Creates a DuckDBClient by loading DuckDB-WASM from a distribution URL. Handles bundle selection, worker creation, and WASM instantiation.

### `proxyUrl(url)`

Returns the proxied version of a URL (complement to `setProxyUrl`).

### Format Handlers

Base class and per-format subclasses for advanced usage and subclassing. Normally you don't need these directly — `GeoParquetExtractor.prepare()` creates them for you.

- **`FormatHandler`** — Base class.
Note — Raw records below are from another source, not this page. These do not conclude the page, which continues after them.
PR #63, opened 2015-06-14
Complete airport challenge

jonathansayer:

PR #1320, opened 2019-02-10
Airport Challenge Pull req.

Schofield88:
For your own safety, please avoid flying Schofield Airways.

### DIFF
--- a/spec/airport_spec.rb
+++ b/spec/airport_spec.rb
@@ -1,0 +1,5 @@
+require 'airport'
+
+describe Airport do
+
+end
--- a/spec/airport_spec.rb
+++ b/spec/airport_spec.rb
@@ -1,12 +1,19 @@
 require 'airport'
+require 'plane'
 
 describe Airport do
+
+  let(:lear) { Plane.new }
+  let(:gatwick) { Airport.new }
 
   it 'is actually a real Airport' do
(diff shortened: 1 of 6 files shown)


spec/airport_spec.rb
```diff
@@ -0,0 +1,73 @@
...
+  let(:lear) { Plane.new }
+  let(:gatwick) { Airport.new }
+
+
+  it 'is actually a real Airport' do
+    expect { Airport.new }.to_not raise_error
+  end
+
+  it "registers a landed plane" do
+    allow(gatwick).to receive(:stormy?) { false }
```
acodeguy: these lines can be called once using before(:each) to DRY-up tests

spec/airport_spec.rb
```diff
@@ -0,0 +1,73 @@
...
+
+  it "won't let a plane take off in stormy conditions" do
+    allow(gatwick).to receive(:stormy?) { true }
+    lear.location = gatwick
+    lear.status = "Landed."
+    gatwick.hangar << lear
+    expect{lear.take_off}.to raise_error("Takeoff prohibited due to weather conditions.")
+  end
+
+  it { is_expected.to respond_to :full? }
```
acodeguy: this could be considered redundant when full? is later tested later in a different test (line #63)

PR #1321, opened 2019-02-11
Airport Challenge

mmar8:
Done as much as I could. Submitting final code.


spec/airport_spec.rb
```diff
@@ -0,0 +1,39 @@
+require 'airport'
+require 'plane'
+
+describe Airport do
+  before :each do
```
MinaMinchy: I like this, I didn't use it , it shorter, so we don't need to put every time the same line  conditions

PR #1322, opened 2019-02-11
airport_challenge, Amina

MinaMinchy:
I will continue to work on airport_challenge during the week.

### DIFF
--- a/spec/airport_spec.rb
+++ b/spec/airport_spec.rb
@@ -1,0 +1,5 @@
+require 'airport'
+
+describe Airport do
+  
+end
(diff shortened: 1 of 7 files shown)


spec/airport_spec.rb
```diff
@@ -0,0 +1,59 @@
+require 'airport'
+
+
+describe Airport do
+  subject(:airport) { described_class.new(Airport::DEFAULT_CAPACITY) }
+  let(:plane) { double :plane}
+
+
+ describe 'instruct_to_land' do
+   it ' instructs a plane to land' do
```
mmar8: Its possible to convert it to one liner expression

PR #1323, opened 2019-02-11
It was OK but plenty of room for improvement

dafuloth:


spec/plane_spec.rb
```diff
@@ -0,0 +1,144 @@
...
+
+  it "should be possible to initialize a plane to a specified airport" do
+    airport = Airport.new
+    plane_1 = Plane.new(airport)
+
+    expect(plane_1.airport).to eq(airport)
+    expect(airport.landed_planes).to include(plane_1)
+  end
+
+  describe "take_off(airport, stormy)" do
```
tso402: I think you could use a context subset for Not Stormy to enclose the tests where not stormy is the main condition being tested

spec/plane_spec.rb
```diff
@@ -0,0 +1,144 @@
...
+    it "already landed, must take off before it can land" do
+      plane = Plane.new
+      airport = Airport.new
+      stormy = false
+      
+      expect(plane.airport).not_to eq nil
+      expect { plane.land(airport, stormy) }.to raise_error("Error. Already landed. Take off first")  
+    end
+
+    it "land at airport because airport is not full, and it is not stormy" do
```
tso402: Not stormy context could be used to group the tests. Potentially full and not full could also be contexts.

spec/plane_spec.rb
```diff
@@ -0,0 +1,144 @@
...
+      
+      # unnecessary:
+      # expect(!airport.full?)
+
+      expect { plane.land(airport, stormy) }.to raise_error("Landing aborted: Stormy.") 
+
+      expect(airport.landed_planes).not_to include(plane)
+    end
+
+    it "aborts landing because destination airport is full" do
```
tso402: Full context could be used

spec/plane_spec.rb
```diff
@@ -0,0 +1,144 @@
...
+  describe "Bonus: lands and takes off a number of planes" do
+    heathrow = Airport.new(3)
+    frankfurt = Airport.new(1)
+    cdg = Airport.new(2)
+
+    gb_plane = Plane.new(heathrow)
+    de_plane = Plane.new(frankfurt)
+    fr_plane = Plane.new(cdg)
+
+    it "" do
```
tso402: Should there be text for the test here?

spec/plane_spec.rb
```diff
@@ -0,0 +1,144 @@
...
+      expect(airport.full?).to be true
+
+      expect { plane.land(airport, stormy) }.to raise_error("Landing aborted: Stormy and Airport full") 
+
+      expect(airport.landed_planes).not_to include(plane)
+    end
+
+  end
+
+  describe "Bonus: lands and takes off a number of planes" do
```
tso402: Is this the correct description as the tests seem to be checking capacity full rather than landing or taking off?

spec/weather_spec.rb
```diff
@@ -0,0 +1,19 @@
+require_relative "../lib/weather"
+
+describe Weather do
+
+  it { is_expected.to respond_to :stormy? }
+  
+  it '#stormy returns true if the random number is 0' do
```
tso402: Could use doubles to test random behaviour rather than fixing values

lib/weather.rb
```diff
@@ -0,0 +1,14 @@
+class Weather
```
tso402: Not clear what the purpose of this class is, looks like other classes are interacting directly with it's instance variables rather than via class methods?

lib/airport.rb
```diff
@@ -0,0 +1,17 @@
+class Airport
+  attr_accessor :capacity
+  attr_accessor :landed_planes
+
+  def initialize(capacity = 10)
```
tso402: Could use class constant instead of a number here

spec/plane_spec.rb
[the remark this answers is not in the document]
dafuloth: Thanks. I definitely need to improve my knowledge of rspec syntax/patterns

spec/plane_spec.rb
dafuloth: my bad... "Bonus" section was work in progress, should not have pushed that.

spec/weather_spec.rb
dafuloth: And now I will go and learn the rspec syntax so that I can use doubles

PR #1325, opened 2019-02-11
airport challenge

Anuluxmy:
Only halfway


lib/airport.rb
```diff
@@ -0,0 +1,38 @@
...
+    plane = Plane.new
+    airport.weather("stormy")
+    plane.plane_landed
+    @planes << plane
+  end
+
+  def take_off(plane)
+    plane = Plane.new
+    airport = Airport.new
+    if plane.plane_flying?
```
limavadakara: The take_off method of Plane allows take_off of a Plane already in flight.

lib/airport.rb
```diff
@@ -0,0 +1,38 @@
...
+      plane.plane_takeoff
+    end
+  end
+
+  def weather(random)
```
limavadakara: The weather method probably doesn't need an input as random is being overwritten anyway.

lib/airport.rb
```diff
@@ -0,0 +1,38 @@
...
+  def initialize
+    @capacity = 5
+    @planes = []
+  end
+
+  def land(plane)
+    full?
+    airport = Airport.new
+    plane = Plane.new
+    airport.weather("stormy")
```
limavadakara: airport object is passing an input to the weather method, which is not used in the weather method. Also, Airport's land method is not using the response back from the weather method to determine whether landing is allowed.

lib/airport.rb
```diff
@@ -0,0 +1,38 @@
...
+    airport = Airport.new
+    if plane.plane_flying?
+      plane.plane_takeoff
+    end
+  end
+
+  def weather(random)
+    random = rand(1..2)
+    if random == 1
+      return "stormy"
```
limavadakara: The return from the weather method "sunny" or "stormy". This leaves the airport object to determine which one is good weather; so perhaps there is a method missing to tell the airport object that it is either good or bad weather.

PR #1329, opened 2019-03-10
Implemented the given user stories

Hives:
Outstanding:

- Edge cases
- Refactor?
- Code quality review
- $BONUS task


spec/airport_spec.rb
```diff
@@ -0,0 +1,230 @@
+require 'airport'
+
+describe Airport do
```
samanthaixer: Good set of tests that seem to cover a range of scenarios. Perhaps because of the volume of tests, I am sometimes finding it hard to follow what is being tested at each point. I will highlight at least one example below

spec/airport_spec.rb
```diff
@@ -0,0 +1,230 @@
...
+      end
+
+      context 'when the plane is already at the airport' do
+        before :each do
+          allow(@weather).to receive(:stormy?).and_return false 
+          @airport.land @plane
+          allow(@weather).to receive(:stormy?).and_return true
+        end
+
+        it 'raises an error' do
```
samanthaixer: I have found this set of tests a little confusing, perhaps just the ordering of the stubs and context descriptions

README.md
```diff
@@ -1,90 +1,52 @@
...
-2. Run the command `gem install bundle` (if you don't have bundle already)
-3. When the installation completes, run `bundle`
-4. Complete the following task:
-
-Task
------
+## Instructions
 
-We have a request from a client to write the software to control the flow of planes at an airport. The planes can land and take off provided that the weather is sunny. Occasionally it may be stormy, in which case no planes can land or take off.  Here are the user stories that we worked out in collaboration with the client:
+In root folder execute `irb -r ./lib/airport.rb -r ./lib/weather_station.rb -r ./lib/plane.rb`.
```
mattstockman: Clear instructions on how to run the programme

README.md
```diff
@@ -1,90 +1,52 @@
...
+After implementing the features from the user stories I remembered about RSpec `context` blocks and spent a while refactoring all my tests...
 
-Reviewers will potentially be using this [code review rubric](docs/review.md).  Referring to this rubric in advance will make the challenge somewhat easier.  You should be the judge of how much challenge you want this weekend.
+After that I started writing user stories for the edge cases, and using the same process to implement them. I ran out of time before finishing all of the edge cases, but here's how I would have continued:
 
-**BONUS**
+### Outstanding edge cases
 
-* Write an RSpec **feature** test that lands and takes off a number of planes
+- Planes that are flying cannot take off / planes that are not flying cannot land
```
mattstockman: all steps clearly outlined

lib/airport.rb
```diff
@@ -0,0 +1,42 @@
+class Airport
+  DEFAULT_CAPACITY = 3
+
+  def initialize(weather, capacity = DEFAULT_CAPACITY)
```
samanthaixer: Could we discuss the benefits to setting the default in the initialize arguments versus as a constant outside the initialize?

lib/airport.rb
```diff
@@ -0,0 +1,42 @@
...
+  end
+  
+  def land(plane)
+    raise "That plane is already on the ground!" if @planes.include? plane
+    raise "⛈ Too dangerous to land. ⛈" if bad_weather?
+    raise "Airport full" if @planes.size >= @capacity
+
+    @planes << plane
+    puts '☀️ Plane landed! ☀️'   
+    self
```
samanthaixer: What is self here? And is there a reason that the confirmation message is output to the screen rather than returned by the method?

lib/airport.rb
```diff
@@ -0,0 +1,42 @@
...
+  end
+
+  def include?(plane)
+    @planes.include? plane
+  end
+
+  private
+
+  def bad_weather?
```
samanthaixer: Good naming convention for method. It makes reading the code where this method is called very easy

lib/airport.rb
```diff
@@ -0,0 +1,42 @@
+class Airport
```
mattstockman: nicely indented making it easy to read

lib/plane.rb
```diff
@@ -0,0 +1,21 @@
+class Plane
+  def initialize
+    @flying = true
+  end
+  
+  def flying?
```
samanthaixer: Could this be an attribute reader instead of method?

lib/plane.rb
```diff
@@ -0,0 +1,21 @@
...
+    @flying
+  end
+
+  def land
```
samanthaixer: Good simple methods that are easy to understand

lib/plane.rb
Hives: yes!

spec/airport_spec.rb
Hives: yes me too

lib/airport.rb
Hives: done

lib/airport.rb
Hives: not sure if i've done the right thing here, i will raise at the code review

lib/airport.rb
Hives: ta!

PR #1331, opened 2019-03-10
James Palmer Airport Challenge

jpalmerr:
My Airport Challenge code, week 1.


lib/air_traffic_control.rb
```diff
@@ -4,7 +4,14 @@
 
 class Control
 
+  attr_reader :capcity
```
fo0s: There's a typo on :capcity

Manages OPFS file lifecycle, DuckDB queries, bbox filtering, and progress tracking.
  - `getExpectedBrowserStorageUsage()` → Expected peak OPFS usage in bytes
  - `getTotalExpectedDiskUsage()` → Total expected disk usage including downloads
  - `getFormatWarning()` → Format-specific warning string, or `null`
  - `getDownloadMap(baseName)` → List of downloadable files
  - `async write(callbacks)` → Run the format handler's write pipeline
  - `async triggerDownload(baseName, cleanupDelayMs?)` → Trigger browser download(s)
  - `async cleanup()` → Clean up all OPFS files belonging to this session
  - `cancel()` → Cancel the operation
- **`CsvFormatHandler`** — CSV with WKT geometry column
- **`GeoJsonFormatHandler`** — GeoJSON / GeoJSONSeq (`{ commaSeparated? }`)
- **`GeoParquetFormatHandler`** — GeoParquet v1.1 or v2.0 (`{ version? }`)
- **`GeoPackageFormatHandler`** — GeoPackage via wa-sqlite worker (`{ gpkgWorker? }`)
- **`ShapefileFormatHandler`** — Shapefile (.shp/.dbf/.shx/.prj)
- **`KmlFormatHandler`** — KML (Keyhole Markup Language)
- **`DxfFormatHandler`** — DXF (AutoCAD R14, UTM projection)

### Utilities

- **`formatSize(bytes)`** → Human-readable string (e.g., `"1.5 MB"`)
- **`async getStorageEstimate()`** → Browser storage quota and usage via `navigator.storage`
- **`SizeGetter`** — Fetches and caches file sizes via HEAD requests through the configured proxy

## CORS Proxy

If your parquet files need a CORS proxy:

```javascript
import { setProxyUrl } from 'geoparquet-extractor';

// Set a custom proxy URL transformer
setProxyUrl((url) => `/proxy?url=${encodeURIComponent(url)}`);
```

## License

[Unlicense](LICENSE) — public domain.